PR #146, opened 2026-06-23
feat: bubble up message sender to applications

kaichaosun:
Adds `sender: Option<MessageSender>` to `Event::MessageReceived` so applications can see the Account and LocalIdentity (device) behind each message.

The sender is decoded from the message credential and checked against the account → device directory:

| sender                                       | Meaning                                |
|----------------------------------------------|----------------------------------------|
 | None                                         | No credential (e.g. PrivateV1 1:1)     |
 | Some { account: None, local_identity }       | Sender claims no account — device only |
 | Some { account: Some(addr), local_identity } | Account verified against the directory |

Spoofed or unconfirmable senders are already dropped upstream, so a present account is always verified — no status flag needed.
 
Related to #109.

### DIFF
--- a/crates/client/src/event.rs
+++ b/crates/client/src/event.rs
@@ -8,7 +8,20 @@
 
 use std::sync::Arc;
 
-use libchat::ConversationClass;
+use libchat::{ConversationClass, IdentId};
+
+/// The sender of a received message, recovered from its credential.
+///
+/// `account` is present only when the sender associated an account *and* the
+/// account → device directory confirmed this device belongs to it — spoofed or
+/// unconfirmable claims never reach the application, so a `Some` account is
+/// always verified. `local_identity` is the sending device (delegate key),
+/// hex-encoded.
+#[derive(Debug, Clone, PartialEq, Eq)]
+pub struct MessageSender {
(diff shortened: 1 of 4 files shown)


crates/client/src/event.rs
```diff
@@ -8,7 +8,20 @@
...
+///
+/// `account` is present only when the sender associated an account *and* the
+/// account → device directory confirmed this device belongs to it — spoofed or
+/// unconfirmable claims never reach the application, so a `Some` account is
+/// always verified. `local_identity` is the sending device (delegate key),
+/// hex-encoded.
+#[derive(Debug, Clone, PartialEq, Eq)]
+pub struct MessageSender {
+    pub account: Option<IdentId>,
+    pub local_identity: IdentId,
```
jazzz, line 23: [Sand] Support for PrivateV1 is being dropped. I wouldn't bother with the Option<_>. I think its fair to say all messages being returned to an application require an explicit sender.

If there are any messages without a "Sender" they ought to be returned as an SystemEvent, or some future Anonymous tag

jazzz (approved):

### PROMPT
In the listing above, find the line with "device only |" and the line with "--- a/crates/client/src/event.rs"; output exactly those lines and all lines between them.

### TASK RESPONSE
 | Some { account: None, local_identity }       | Sender claims no account — device only |
 | Some { account: Some(addr), local_identity } | Account verified against the directory |

Spoofed or unconfirmable senders are already dropped upstream, so a present account is always verified — no status flag needed.
 
Related to #109.

### DIFF
--- a/crates/client/src/event.rs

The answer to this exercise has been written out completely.